Authentic interactions with people at work generally are better for everybody
if you are in an environment that is compatible with that. Many environments
are not so you have to be more reserved and strategic about what you say and
how you interact with people. Being authentic with people outside of work is
not terrible advice. Allowing people to know you are having some emotion such
as happiness or fear or sadness allows people become closer to you and you to
them. Mr Rogers talked a lot about that—expressing how you feel about things.
I think many people misconstrue mr Rogers to be all about the “you are
special” thing. But his target demographic was kids who likely were not that
well off and had not great family lives. Having somebody who tells you that
you are not a piece of trash probably helped a lot of kids.

------
crispyambulance
I got to meet him at an art opening back in the 90's. The accounts of him as a
genuine nice guy, I feel, are accurate.

As far as appearance goes he was definitely more urbane than his sweater-
wearing persona on the TV show would suggest.

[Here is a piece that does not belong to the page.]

PR #1683, opened 2026-05-17
Retry boundary conflicts on compactor startup

criccomini:
## Summary

The chaos test failed a couple of nights ago:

Of course he was a sophisticated
creative person in an environment with adults. Meanwhile, we were all silently
channeling our innermost 5-year-old selves (he probably knew that and was used
to it)!

------
extralego
Incase anyone hasn’t seen this video of him presenting before the senate
committee in 1969, in support of national public television.

[https://m.youtube.com/watch?v=fKy7ljRr0AA](https://m.youtube.com/watch?v=fKy7ljRr0AA)

------
quantisan
tl;dr the author had a one-time encounter with Mr. Rogers when the author was
soliciting donations for his little league. Mr. Rogers was as empathetic as he
was portrayed on his shows. That erased any previous doubt that the author had
regarding Mr. Rogers' authenticity.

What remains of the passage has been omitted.